*** Opening Records to use ***

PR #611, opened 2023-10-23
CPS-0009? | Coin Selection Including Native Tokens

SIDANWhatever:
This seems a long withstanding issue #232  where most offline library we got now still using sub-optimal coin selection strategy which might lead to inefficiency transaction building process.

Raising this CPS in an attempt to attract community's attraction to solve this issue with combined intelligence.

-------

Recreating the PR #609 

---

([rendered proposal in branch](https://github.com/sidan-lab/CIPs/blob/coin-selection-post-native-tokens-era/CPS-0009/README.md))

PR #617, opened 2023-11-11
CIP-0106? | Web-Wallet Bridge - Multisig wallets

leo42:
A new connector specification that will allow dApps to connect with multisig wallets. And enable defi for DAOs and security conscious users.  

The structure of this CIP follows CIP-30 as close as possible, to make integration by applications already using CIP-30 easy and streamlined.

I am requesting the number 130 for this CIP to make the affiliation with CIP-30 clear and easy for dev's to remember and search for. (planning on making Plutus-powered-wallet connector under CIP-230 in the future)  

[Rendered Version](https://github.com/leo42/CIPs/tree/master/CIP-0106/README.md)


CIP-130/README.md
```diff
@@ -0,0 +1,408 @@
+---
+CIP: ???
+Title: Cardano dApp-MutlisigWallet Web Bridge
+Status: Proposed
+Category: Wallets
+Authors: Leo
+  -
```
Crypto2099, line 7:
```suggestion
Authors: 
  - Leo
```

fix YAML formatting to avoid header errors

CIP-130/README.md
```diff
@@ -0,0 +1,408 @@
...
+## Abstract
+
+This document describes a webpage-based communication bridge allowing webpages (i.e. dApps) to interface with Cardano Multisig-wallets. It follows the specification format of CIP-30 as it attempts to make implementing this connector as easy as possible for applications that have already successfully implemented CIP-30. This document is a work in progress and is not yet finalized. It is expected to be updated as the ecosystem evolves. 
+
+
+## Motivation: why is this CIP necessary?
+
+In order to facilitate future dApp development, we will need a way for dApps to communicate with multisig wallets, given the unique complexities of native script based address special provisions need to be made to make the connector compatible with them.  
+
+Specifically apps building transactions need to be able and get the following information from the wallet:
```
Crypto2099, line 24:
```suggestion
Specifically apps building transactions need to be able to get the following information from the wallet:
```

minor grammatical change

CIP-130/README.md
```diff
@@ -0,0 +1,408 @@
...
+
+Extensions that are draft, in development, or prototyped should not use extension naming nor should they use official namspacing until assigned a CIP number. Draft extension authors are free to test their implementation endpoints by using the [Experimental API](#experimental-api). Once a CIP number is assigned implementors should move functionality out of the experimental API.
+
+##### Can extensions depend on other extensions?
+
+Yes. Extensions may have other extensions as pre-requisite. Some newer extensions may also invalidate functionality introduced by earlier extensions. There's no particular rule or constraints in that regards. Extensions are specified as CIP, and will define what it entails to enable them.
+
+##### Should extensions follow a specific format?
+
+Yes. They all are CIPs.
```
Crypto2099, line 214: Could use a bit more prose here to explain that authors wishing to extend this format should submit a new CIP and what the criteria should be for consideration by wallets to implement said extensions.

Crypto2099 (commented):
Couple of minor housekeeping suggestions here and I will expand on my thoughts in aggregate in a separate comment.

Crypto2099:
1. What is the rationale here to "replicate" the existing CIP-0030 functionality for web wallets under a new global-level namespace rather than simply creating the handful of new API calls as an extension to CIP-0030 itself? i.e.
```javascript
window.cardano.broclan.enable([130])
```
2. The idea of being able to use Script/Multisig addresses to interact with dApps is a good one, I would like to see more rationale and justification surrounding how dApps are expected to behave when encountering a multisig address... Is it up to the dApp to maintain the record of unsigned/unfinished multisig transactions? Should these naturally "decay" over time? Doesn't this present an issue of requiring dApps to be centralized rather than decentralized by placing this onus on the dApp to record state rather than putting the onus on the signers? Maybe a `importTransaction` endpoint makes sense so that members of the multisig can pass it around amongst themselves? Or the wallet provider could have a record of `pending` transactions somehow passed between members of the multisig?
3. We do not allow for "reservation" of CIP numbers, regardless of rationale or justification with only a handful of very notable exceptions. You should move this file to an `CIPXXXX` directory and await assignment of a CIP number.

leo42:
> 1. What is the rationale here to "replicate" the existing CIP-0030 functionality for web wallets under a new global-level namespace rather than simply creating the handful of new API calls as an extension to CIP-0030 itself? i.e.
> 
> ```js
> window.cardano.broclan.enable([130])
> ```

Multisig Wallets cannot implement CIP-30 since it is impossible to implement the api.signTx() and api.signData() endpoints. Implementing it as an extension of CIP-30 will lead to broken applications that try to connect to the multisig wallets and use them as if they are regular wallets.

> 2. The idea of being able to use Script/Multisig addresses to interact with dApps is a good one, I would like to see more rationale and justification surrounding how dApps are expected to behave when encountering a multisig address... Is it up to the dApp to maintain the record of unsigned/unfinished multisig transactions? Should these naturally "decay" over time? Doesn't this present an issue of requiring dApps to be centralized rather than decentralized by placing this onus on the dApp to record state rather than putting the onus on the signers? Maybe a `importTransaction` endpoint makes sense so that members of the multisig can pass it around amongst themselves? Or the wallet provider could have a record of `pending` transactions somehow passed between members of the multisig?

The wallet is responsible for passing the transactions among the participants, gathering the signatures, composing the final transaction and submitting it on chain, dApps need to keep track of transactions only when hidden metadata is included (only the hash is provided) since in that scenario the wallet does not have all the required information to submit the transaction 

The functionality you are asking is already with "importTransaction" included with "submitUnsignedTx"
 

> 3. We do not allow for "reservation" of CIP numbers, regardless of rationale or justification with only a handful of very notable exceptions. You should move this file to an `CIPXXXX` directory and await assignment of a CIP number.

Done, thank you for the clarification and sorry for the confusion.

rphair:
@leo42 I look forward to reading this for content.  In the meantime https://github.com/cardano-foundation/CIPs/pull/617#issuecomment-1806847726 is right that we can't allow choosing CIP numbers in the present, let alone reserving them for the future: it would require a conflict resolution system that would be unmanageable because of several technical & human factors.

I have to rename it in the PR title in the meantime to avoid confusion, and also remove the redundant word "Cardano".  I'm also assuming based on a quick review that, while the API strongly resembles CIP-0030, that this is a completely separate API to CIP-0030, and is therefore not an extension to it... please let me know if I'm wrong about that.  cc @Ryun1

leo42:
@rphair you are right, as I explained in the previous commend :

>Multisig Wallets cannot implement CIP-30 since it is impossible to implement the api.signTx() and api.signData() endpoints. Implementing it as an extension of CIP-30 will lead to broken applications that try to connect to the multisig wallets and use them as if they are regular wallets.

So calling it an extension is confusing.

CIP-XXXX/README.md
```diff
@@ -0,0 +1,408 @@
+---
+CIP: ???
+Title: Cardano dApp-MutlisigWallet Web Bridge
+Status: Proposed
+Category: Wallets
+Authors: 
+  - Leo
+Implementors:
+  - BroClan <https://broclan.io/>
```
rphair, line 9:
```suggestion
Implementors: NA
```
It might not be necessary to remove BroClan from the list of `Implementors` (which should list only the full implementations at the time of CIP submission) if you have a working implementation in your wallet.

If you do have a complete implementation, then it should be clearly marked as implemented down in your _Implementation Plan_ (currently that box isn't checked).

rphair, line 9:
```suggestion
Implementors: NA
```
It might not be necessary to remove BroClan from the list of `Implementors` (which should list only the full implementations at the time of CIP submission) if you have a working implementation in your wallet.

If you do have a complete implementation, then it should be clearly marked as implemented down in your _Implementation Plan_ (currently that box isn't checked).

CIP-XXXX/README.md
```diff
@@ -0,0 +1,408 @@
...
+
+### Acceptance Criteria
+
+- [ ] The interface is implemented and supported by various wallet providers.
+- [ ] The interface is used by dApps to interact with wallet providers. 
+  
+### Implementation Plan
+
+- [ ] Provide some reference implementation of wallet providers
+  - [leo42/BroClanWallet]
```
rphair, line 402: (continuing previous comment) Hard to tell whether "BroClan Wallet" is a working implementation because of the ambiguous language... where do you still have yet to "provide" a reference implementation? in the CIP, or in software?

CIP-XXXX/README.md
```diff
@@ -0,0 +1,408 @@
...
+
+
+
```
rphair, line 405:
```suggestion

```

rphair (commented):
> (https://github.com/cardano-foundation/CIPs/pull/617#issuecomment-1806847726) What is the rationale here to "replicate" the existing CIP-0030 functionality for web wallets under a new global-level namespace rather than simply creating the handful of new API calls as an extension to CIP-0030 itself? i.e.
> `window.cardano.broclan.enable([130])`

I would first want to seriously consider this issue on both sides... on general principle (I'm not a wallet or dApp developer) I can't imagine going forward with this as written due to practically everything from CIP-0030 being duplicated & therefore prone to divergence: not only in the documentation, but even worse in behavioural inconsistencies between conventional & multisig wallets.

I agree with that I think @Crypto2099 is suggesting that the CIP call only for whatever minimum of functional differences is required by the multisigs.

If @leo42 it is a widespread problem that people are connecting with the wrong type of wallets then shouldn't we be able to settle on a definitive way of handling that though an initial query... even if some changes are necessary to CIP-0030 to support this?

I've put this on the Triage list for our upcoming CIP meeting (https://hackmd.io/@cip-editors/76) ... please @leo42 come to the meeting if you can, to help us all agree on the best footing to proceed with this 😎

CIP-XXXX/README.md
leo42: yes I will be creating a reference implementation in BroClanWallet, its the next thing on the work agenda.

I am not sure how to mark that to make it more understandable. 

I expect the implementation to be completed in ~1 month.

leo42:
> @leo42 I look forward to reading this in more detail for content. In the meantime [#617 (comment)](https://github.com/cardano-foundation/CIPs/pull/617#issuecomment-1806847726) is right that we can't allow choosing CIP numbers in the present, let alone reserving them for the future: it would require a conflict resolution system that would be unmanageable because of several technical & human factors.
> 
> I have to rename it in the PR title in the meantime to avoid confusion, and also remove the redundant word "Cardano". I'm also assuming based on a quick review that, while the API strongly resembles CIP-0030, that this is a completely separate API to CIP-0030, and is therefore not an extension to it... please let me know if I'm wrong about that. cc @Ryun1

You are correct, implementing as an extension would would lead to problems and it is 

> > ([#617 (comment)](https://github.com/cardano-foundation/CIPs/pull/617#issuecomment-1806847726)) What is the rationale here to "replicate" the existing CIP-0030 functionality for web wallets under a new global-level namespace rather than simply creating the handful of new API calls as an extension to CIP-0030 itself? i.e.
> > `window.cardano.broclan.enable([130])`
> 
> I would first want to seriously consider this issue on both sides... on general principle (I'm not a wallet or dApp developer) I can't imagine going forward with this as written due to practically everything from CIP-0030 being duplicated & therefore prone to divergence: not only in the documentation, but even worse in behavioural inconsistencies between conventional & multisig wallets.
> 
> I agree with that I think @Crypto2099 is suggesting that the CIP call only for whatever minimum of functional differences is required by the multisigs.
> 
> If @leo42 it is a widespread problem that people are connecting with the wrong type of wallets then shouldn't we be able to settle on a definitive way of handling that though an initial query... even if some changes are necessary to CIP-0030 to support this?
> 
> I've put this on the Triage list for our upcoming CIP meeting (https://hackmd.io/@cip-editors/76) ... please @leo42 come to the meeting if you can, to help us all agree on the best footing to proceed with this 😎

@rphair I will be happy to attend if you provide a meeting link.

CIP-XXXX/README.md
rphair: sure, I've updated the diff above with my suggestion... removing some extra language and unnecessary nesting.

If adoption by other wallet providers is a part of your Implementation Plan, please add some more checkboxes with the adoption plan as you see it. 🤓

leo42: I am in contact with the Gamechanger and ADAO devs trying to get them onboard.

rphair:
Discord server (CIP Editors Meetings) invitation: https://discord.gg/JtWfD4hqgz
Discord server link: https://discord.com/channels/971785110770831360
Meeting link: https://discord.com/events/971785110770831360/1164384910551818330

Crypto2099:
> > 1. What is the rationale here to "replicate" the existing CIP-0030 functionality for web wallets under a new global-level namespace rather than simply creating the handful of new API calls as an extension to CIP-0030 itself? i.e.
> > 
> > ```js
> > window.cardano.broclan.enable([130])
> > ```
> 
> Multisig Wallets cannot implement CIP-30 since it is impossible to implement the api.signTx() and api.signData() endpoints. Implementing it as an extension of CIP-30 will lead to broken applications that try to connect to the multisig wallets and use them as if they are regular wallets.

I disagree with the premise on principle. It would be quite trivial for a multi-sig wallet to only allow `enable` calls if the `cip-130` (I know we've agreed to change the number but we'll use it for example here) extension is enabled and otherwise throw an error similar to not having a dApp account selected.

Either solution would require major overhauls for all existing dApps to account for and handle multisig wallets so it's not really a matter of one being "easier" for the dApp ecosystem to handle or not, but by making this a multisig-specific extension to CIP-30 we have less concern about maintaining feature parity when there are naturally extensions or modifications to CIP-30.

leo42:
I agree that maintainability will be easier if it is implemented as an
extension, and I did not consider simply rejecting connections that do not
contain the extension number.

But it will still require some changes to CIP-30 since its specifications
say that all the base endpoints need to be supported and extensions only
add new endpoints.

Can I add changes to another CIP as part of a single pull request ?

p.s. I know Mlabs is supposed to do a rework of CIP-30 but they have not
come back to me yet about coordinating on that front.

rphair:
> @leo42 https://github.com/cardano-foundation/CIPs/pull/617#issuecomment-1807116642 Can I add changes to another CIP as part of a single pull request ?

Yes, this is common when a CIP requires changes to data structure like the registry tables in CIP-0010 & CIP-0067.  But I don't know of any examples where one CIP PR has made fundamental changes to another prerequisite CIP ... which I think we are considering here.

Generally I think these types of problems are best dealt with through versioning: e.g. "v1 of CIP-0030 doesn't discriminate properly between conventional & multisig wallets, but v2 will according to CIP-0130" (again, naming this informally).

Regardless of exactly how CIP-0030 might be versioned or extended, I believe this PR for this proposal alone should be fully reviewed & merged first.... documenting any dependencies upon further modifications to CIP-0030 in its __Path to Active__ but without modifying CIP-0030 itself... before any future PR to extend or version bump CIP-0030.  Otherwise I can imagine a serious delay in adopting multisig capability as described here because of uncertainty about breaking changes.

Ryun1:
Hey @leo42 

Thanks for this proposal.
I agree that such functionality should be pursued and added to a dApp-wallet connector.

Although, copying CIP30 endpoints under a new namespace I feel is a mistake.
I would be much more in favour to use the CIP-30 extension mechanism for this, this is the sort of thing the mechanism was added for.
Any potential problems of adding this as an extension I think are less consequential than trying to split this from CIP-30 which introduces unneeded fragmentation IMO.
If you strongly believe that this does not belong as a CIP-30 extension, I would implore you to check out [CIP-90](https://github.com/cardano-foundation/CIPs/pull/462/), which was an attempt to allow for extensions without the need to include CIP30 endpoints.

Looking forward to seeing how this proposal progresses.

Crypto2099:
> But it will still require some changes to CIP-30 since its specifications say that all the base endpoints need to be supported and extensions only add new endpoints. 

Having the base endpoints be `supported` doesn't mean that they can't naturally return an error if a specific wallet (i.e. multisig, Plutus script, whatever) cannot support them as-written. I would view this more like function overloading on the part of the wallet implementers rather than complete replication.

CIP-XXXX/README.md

*** Closing Records to use ***
*** Opening Records to use ***

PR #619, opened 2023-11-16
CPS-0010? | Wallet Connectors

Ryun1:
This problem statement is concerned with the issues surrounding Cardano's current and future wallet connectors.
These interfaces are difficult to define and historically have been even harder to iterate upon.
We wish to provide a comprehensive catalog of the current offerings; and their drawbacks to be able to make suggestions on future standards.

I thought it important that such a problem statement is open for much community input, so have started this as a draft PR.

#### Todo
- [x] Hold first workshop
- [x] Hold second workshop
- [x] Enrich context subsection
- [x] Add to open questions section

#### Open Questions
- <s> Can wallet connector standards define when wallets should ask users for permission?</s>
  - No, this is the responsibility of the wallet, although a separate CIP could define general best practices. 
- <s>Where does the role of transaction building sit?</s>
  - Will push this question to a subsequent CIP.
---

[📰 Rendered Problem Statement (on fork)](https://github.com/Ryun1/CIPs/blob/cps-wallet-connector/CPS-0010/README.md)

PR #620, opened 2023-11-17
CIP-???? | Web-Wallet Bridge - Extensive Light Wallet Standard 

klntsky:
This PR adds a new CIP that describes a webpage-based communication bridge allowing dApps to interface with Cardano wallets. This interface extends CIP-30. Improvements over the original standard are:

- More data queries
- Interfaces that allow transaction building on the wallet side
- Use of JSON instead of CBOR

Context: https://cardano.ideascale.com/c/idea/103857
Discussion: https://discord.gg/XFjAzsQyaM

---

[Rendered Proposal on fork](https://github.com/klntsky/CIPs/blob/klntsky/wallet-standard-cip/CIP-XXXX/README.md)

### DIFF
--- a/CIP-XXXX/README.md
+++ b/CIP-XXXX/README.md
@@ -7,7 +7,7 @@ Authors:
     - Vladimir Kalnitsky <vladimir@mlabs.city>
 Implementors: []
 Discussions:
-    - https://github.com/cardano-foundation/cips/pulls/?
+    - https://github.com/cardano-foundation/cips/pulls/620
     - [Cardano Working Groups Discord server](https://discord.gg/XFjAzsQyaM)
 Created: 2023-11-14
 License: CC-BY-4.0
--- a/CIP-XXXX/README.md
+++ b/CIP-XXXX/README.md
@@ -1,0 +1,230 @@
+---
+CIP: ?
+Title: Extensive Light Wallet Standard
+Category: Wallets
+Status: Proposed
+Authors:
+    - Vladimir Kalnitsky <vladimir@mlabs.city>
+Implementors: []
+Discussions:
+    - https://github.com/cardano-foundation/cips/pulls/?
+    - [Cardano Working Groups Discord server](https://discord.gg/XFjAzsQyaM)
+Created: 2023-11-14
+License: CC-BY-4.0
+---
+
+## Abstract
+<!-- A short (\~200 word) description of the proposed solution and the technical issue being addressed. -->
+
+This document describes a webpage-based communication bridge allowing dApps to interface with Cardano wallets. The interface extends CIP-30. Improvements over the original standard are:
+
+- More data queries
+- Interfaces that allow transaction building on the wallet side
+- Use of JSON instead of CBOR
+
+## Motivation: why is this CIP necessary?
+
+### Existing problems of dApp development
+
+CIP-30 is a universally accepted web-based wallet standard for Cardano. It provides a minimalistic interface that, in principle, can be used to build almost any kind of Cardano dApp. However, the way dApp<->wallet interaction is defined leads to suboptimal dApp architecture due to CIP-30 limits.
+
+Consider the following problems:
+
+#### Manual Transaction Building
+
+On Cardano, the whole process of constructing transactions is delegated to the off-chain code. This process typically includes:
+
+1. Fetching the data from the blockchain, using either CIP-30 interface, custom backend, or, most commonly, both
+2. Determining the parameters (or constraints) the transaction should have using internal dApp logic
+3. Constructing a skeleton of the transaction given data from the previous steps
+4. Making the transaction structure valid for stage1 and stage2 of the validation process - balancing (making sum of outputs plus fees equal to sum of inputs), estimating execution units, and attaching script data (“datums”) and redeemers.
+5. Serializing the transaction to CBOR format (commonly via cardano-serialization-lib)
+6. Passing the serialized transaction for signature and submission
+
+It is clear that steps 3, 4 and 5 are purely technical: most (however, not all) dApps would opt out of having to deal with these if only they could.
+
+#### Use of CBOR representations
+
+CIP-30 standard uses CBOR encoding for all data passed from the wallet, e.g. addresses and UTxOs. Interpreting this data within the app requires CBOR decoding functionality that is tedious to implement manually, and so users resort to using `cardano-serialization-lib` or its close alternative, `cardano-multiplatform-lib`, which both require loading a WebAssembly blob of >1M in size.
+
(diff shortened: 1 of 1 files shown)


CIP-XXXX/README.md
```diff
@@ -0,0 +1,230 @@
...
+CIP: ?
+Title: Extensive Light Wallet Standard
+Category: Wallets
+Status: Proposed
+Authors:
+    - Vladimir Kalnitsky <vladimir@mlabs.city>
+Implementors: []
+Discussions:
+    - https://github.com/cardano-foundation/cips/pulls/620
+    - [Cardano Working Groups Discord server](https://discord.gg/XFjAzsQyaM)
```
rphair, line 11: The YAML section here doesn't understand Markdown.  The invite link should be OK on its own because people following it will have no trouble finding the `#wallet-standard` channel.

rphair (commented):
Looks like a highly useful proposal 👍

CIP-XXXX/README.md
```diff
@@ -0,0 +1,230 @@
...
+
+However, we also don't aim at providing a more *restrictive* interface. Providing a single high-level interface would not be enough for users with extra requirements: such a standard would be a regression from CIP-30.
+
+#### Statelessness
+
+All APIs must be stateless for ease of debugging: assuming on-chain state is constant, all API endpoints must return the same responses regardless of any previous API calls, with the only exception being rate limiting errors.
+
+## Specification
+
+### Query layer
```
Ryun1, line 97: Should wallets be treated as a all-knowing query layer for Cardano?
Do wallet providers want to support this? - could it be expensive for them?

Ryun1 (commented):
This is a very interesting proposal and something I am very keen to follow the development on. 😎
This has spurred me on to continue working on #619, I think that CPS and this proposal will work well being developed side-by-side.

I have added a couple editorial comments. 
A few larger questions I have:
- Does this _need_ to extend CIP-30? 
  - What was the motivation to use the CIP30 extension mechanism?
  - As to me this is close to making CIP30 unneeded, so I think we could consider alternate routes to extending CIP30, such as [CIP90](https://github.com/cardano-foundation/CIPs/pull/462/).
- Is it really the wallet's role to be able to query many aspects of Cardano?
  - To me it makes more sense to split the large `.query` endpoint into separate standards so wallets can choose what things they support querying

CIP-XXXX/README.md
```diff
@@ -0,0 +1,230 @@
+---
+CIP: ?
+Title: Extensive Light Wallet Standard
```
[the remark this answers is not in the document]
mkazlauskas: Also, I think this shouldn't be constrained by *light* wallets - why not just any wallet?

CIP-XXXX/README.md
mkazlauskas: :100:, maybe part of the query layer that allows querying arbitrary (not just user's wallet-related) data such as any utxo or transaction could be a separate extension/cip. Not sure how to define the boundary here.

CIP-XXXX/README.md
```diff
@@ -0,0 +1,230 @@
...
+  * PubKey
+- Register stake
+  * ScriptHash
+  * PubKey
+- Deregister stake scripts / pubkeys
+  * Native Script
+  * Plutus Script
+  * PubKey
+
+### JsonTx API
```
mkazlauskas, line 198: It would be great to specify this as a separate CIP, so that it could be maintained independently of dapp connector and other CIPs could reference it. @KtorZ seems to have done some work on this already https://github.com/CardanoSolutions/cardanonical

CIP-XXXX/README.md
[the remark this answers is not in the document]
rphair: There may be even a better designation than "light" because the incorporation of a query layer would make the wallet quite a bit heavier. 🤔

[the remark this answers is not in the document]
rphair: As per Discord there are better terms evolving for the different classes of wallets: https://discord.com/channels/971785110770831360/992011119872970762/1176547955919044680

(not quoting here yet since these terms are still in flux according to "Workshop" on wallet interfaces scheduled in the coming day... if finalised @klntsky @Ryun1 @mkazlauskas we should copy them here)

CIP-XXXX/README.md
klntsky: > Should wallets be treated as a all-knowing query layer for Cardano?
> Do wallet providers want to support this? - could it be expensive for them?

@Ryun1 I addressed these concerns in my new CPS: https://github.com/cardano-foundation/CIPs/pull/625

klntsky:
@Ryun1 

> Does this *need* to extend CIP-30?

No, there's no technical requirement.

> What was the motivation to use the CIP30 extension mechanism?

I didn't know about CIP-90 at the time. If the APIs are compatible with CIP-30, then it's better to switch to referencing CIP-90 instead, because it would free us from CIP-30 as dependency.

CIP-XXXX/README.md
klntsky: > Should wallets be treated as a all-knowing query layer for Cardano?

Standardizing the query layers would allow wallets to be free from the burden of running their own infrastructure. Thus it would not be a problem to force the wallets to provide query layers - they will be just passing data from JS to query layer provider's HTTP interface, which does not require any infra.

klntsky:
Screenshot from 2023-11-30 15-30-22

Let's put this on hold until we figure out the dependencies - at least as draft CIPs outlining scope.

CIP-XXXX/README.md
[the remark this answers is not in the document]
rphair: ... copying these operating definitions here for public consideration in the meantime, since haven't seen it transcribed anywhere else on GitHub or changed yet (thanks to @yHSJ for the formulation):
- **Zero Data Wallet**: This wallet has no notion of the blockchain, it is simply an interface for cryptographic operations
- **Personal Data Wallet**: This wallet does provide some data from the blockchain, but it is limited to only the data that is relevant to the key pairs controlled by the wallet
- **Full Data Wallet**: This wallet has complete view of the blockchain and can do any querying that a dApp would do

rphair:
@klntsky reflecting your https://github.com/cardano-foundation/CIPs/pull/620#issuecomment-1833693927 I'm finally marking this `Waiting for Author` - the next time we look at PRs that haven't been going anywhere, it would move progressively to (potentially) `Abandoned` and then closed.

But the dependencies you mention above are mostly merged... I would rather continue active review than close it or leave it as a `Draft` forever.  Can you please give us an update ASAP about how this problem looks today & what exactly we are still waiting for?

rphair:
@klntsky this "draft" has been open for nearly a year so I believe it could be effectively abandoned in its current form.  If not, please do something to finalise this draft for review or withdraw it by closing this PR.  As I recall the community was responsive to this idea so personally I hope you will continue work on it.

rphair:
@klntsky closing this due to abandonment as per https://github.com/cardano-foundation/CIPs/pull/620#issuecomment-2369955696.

*** Closing Records to use ***

# [Exercise prompt]
Search the preceding listing for "quite" and extract every line where it is found.

# [Written solution]
I disagree with the premise on principle. It would be quite trivial for a multi-sig wallet to only allow `enable` calls if the `cip-130` (I know we've agreed to change the number but we'll use it for example here) extension is enabled and otherwise throw an error similar to not having a dApp account selected.
rphair: There may be even a better designation than "light" because the incorporation of a query layer would make the wallet quite a bit heavier. 🤔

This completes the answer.